# 93 Sentra SR20DET Swap



## hazelyhaze (Apr 3, 2014)

I own a 93 Nissan Sentra and I was thinking about swapping the engine for an SR20DET as opposed to buying a new car. I've already looked into prices for the swap but since the swaps I've looked at are literally just the engine I was wondering* what components in the engine bay, aside from the tranny, I should look to replace.* Any ideas?


----------



## hazelyhaze (Apr 3, 2014)

*I have looked through posts similar to mine and the link one of the users posted no longer works which is why I've made my own post


----------



## rogoman (Dec 16, 2004)

You will need to replace the EFI engine harness and the ECU as well as the MAF. The exhaust will have to be fabricated to hook up to the turbo.

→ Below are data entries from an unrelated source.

PR #1067, opened 2025-08-29
Expose Last Completion Result and Previous Run Failure

### LINKED ISSUE #383: [Feature Request] Provide last result and last failure to workflows

See https://github.com/temporalio/features/issues/635

tconley1428:
## What was changed
Title

## Why?
Users request access to this information, it is available in Go, Java and TS.

## Checklist

1. Closes #383 

2. How was this tested:

3. Any docs updates needed?

### DIFF
--- a/temporalio/worker/_workflow.py
+++ b/temporalio/worker/_workflow.py
@@ -552,9 +552,9 @@ class _WorkflowWorker:
             priority=temporalio.common.Priority._from_proto(init.priority),
         )
 
-        previous_run_failure = None
-        if init.HasField("continued_failure"):
-            previous_run_failure = init.continued_failure
+        last_failure = (
+            init.continued_failure if init.HasField("continued_failure") else None
+        )
 
         # Create instance from details
         det = WorkflowInstanceDetails(
@@ -568,7 +568,7 @@ class _WorkflowWorker:
             disable_eager_activity_execution=self._disable_eager_activity_execution,
             worker_level_failure_exception_types=self._workflow_failure_exception_types,
             last_completion_result=init.last_completion_result,
-            previous_run_failure=previous_run_failure,
+            last_failure=last_failure,
         )
         if defn.sandboxed:
             return self._workflow_runner.create_instance(det)
--- a/temporalio/worker/_workflow_instance.py
+++ b/temporalio/worker/_workflow_instance.py
@@ -145,7 +145,7 @@ class WorkflowInstanceDetails:
     disable_eager_activity_execution: bool
     worker_level_failure_exception_types: Sequence[Type[BaseException]]
     last_completion_result: temporalio.api.common.v1.Payloads
-    previous_run_failure: Optional[Failure]
+    last_failure: Optional[Failure]
 
 
 class WorkflowInstance(ABC):
@@ -324,7 +324,7 @@ class _WorkflowInstanceImpl(  # type: ignore[reportImplicitAbstractClass]
         self._current_details = ""
 
         self._last_completion_result = det.last_completion_result
-        self._previous_run_failure = det.previous_run_failure
+        self._last_failure = det.last_failure
 
         # The versioning behavior of this workflow, as established by annotation or by the dynamic
         # config function. Is only set once upon initialization.
@@ -1733,9 +1733,9 @@ class _WorkflowInstanceImpl(  # type: ignore[reportImplicitAbstractClass]
             )
 
     def workflow_last_failure(self) -> Optional[BaseException]:
-        if self._previous_run_failure:
+        if self._last_failure:
             return self._failure_converter.from_failure(
-                self._previous_run_failure, self._payload_converter
+                self._last_failure, self._payload_converter
             )
 
         return None
--- a/temporalio/workflow.py
+++ b/temporalio/workflow.py
@@ -1064,9 +1064,7 @@ def get_current_details() -> str:
 
 
 def has_last_completion_result() -> bool:
-    """Get the last completion result of the workflow. This be None if there was
-    no previous completion or the result was None
-    """
+    """Gets whether there is a last completion result of the workflow."""
     return _Runtime.current().workflow_has_last_completion_result()
 
 
@@ -1079,7 +1077,7 @@ def get_last_completion_result(type_hint: Type[ParamType]) -> Optional[ParamType
 
 
 def get_last_completion_result(type_hint: Optional[Type] = None) -> Optional[Any]:
-    """Get the last completion result of the workflow. This be None if there was
+    """Get the result of the last run of the workflow. This will be None if there was
     no previous completion or the result was None. has_last_completion_result()
     can be used to differentiate.
     """
@@ -1087,7 +1085,7 @@ def get_last_completion_result(type_hint: Optional[Type] = None) -> Optional[Any
 
 
 def get_last_failure() -> Optional[BaseException]:
-    """Get the last failure of the workflow."""
+    """Get the last failure of the workflow if it has run previously."""
     return _Runtime.current().workflow_last_failure()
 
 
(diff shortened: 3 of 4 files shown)


cretz:
> Closes https://github.com/temporalio/sdk-python/issues/383

I think we also need last failure, and while last completion may only be for scheduled workflows/cron, last failure is also for others like retry.

temporalio/workflow.py
```diff
@@ -1039,6 +1051,34 @@ def get_current_details() -> str:
...
+
+def get_last_completion_result(type_hint: Optional[Type] = None) -> Optional[Any]:
+    """Get the last completion result of the workflow. This be None if there was
+    no previous completion or the result was None. has_last_completion_result()
+    can be used to differentiate.
+    """
+    return _Runtime.current().workflow_last_completion_result(type_hint)
+
+
+def get_previous_run_failure() -> Optional[BaseException]:
```
cretz: I wonder if we should call this `get_last_completion_failure` and have a `has_last_completion_failure` helper like we have for result? Or `get_last_failure`/`has_last_failure`? I wonder what other SDKs are doing here.

tconley1428: I took all the names from Java.

cretz: Hrmm, not sure Java is the one to emulate any more than Go (https://pkg.go.dev/go.temporal.io/sdk/workflow#GetLastCompletionResult and https://pkg.go.dev/go.temporal.io/sdk/workflow#GetLastError) or TypeScript (https://typescript.temporal.io/api/interfaces/workflow.WorkflowInfo#lastresult and https://typescript.temporal.io/api/interfaces/workflow.WorkflowInfo#lastfailure) that both also have this feature.

Pardon the bikeshedding and we're obviously inconsistent here, but before we add this for .NET and Ruby, can you get a quick internal consensus on the two names? I figure Java actually may be the worst as it's inconsistent with itself, but maybe it conveys what we want?

tconley1428: Yeah. I naively assumed they would be representative. Clearly not.

temporalio/worker/_workflow_instance.py
```diff
@@ -1703,6 +1709,37 @@ def workflow_is_failure_exception(self, err: BaseException) -> bool:
             )
         )
 
+    def workflow_has_last_completion_result(self) -> bool:
+        return len(self._last_completion_result.payloads) > 0
+
+    def workflow_last_completion_result(
+        self, type_hint: Optional[Type]
```
dandavison, line 1716: I don't like the term "type hint" and I'd like us not to use it in user-facing APIs. It trivializes the nature of both static typing and runtime usage like this. It's never a "hint"; here it's saying "deserialize as this type if I supply it".

In nexus-rpc's `Serializer` interface we call this argument `as_type`: https://github.com/nexus-rpc/sdk-python/blob/35f574c711193a6e2560d3e6665732a5bb7ae92c/src/nexusrpc/_serializer.py#L42

https://github.com/temporalio/sdk-python/blob/last_completion_result/temporalio/worker/_nexus.py#L402-L412

```python
    async def deserialize(
        self,
        content: nexusrpc.Content,
        as_type: Optional[Type[Any]] = None,
    ) -> Any:
        try:
            [input] = await self.data_converter.decode(
                [self.payload],
                type_hints=[as_type] if as_type else None,
            )

```


That SGTM, or if that doesn't meet with approval then `type_annotation` since "annotations" is used in Python APIs such as https://docs.python.org/3/library/inspect.html#inspect.get_annotations and `__annotations__`.

temporalio/workflow.py
```diff
@@ -1051,6 +1063,34 @@ def get_current_details() -> str:
     return _Runtime.current().workflow_get_current_details()
 
 
+def has_last_completion_result() -> bool:
+    """Get the last completion result of the workflow. This be None if there was
+    no previous completion or the result was None
```
dandavison:
```suggestion
    """Get the last completion result of the workflow. This will be None if there was
    no previous completion or if the result was None
```

dandavison: The return type should be `Optional[bool]` if it is to return `None`. That should  cause a type check error somewhere in tests I would think.

temporalio/worker/_workflow.py
```diff
@@ -552,6 +552,10 @@ def _create_workflow_instance(
             priority=temporalio.common.Priority._from_proto(init.priority),
         )
 
+        previous_run_failure = None
+        if init.HasField("continued_failure"):
+            previous_run_failure = init.continued_failure
```
dandavison: nit: totally up to you but personally I'd write

```python
previous_run_failure = init.continued_failure if init.HasField("continued_failure") else None
```

I think the more functional expression-oriented style is more in the spirit of Python.

temporalio/workflow.py
```diff
@@ -1051,6 +1063,34 @@ def get_current_details() -> str:
...
+
+
+@overload
+def get_last_completion_result(type_hint: Type[ParamType]) -> Optional[ParamType]: ...
+
+
+def get_last_completion_result(type_hint: Optional[Type] = None) -> Optional[Any]:
+    """Get the last completion result of the workflow. This be None if there was
+    no previous completion or the result was None. has_last_completion_result()
+    can be used to differentiate.
```
dandavison, line 1082: [Same typos causing grammatical incorrectness as above]

I'd like us to explain what a "completion result" is, and therefore what a "last completion result" is.

temporalio/workflow.py
```diff
@@ -1051,6 +1063,34 @@ def get_current_details() -> str:
...
+    """
+    return _Runtime.current().workflow_last_completion_result(type_hint)
+
+
+def get_last_failure() -> Optional[BaseException]:
+    """Get the last failure of the workflow."""
```
dandavison: As above, let's introduce these concepts of "last failure" and "last completion" -- they're not at all obvious.

dandavison (commented):
Nice. Of the suggestions I made I am hoping that a non-empty subset (the docstring ones) will be the cause of further changes to the PR before merge.

temporalio/worker/_workflow_instance.py
dandavison: I appreciate this may result in some bikeshedding disagreements; just putting my view out there.

cretz: > I don't like the term "type hint"

We already use the term `type_hint` in our data/payload converter, `client.WorkflowExecution.memo_value`, and `workflow.memo_value`. Like for memo value, this literally passes it through to the same param name of converter which is easy to understand for users that have one. Not sure the value of changing it here overcomes the inconsistency introduced.

temporalio/workflow.py
cretz: This is probably just bad documentation copy pasta. This is just a `bool` and the docs need to be fixed.

temporalio/worker/_workflow.py
```diff
@@ -563,6 +567,8 @@ def _create_workflow_instance(
             extern_functions=self._extern_functions,
             disable_eager_activity_execution=self._disable_eager_activity_execution,
             worker_level_failure_exception_types=self._workflow_failure_exception_types,
+            last_completion_result=init.last_completion_result,
+            previous_run_failure=previous_run_failure,
```
cretz: We changed this name from `previous_run_failure` publicly, we might as well change here

temporalio/workflow.py
tconley1428: Yep - copy paste error.

temporalio/worker/_workflow_instance.py
tconley1428: I'm with Chad on this one. While I'm all about the value of types, it isn't worth converting the name here when we have an existing precedent for it in adjacent functions.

Here's a web site that has a lot of info on the swap:

Nissan Sentra Questions - motor swap - CarGurus


----------



## hazelyhaze (Apr 3, 2014)

Thank you!


----------



## BeyondBiscuits2 (Jan 18, 2006)

You will need to modify or change the engine mounts, as the SR-series use different ones than the GA-series. You will also need to change the halfshafts, hubs, shift linkage, and I'd also suggest upgrading to the SE-R front brakes. If you do this, you'll need the brake booster from an SE-R, or a larger vehicle like an Altima or Maxima. In regards to wiring, I'd seriously suggest getting a donor car and just doing a straight harness swap.


----------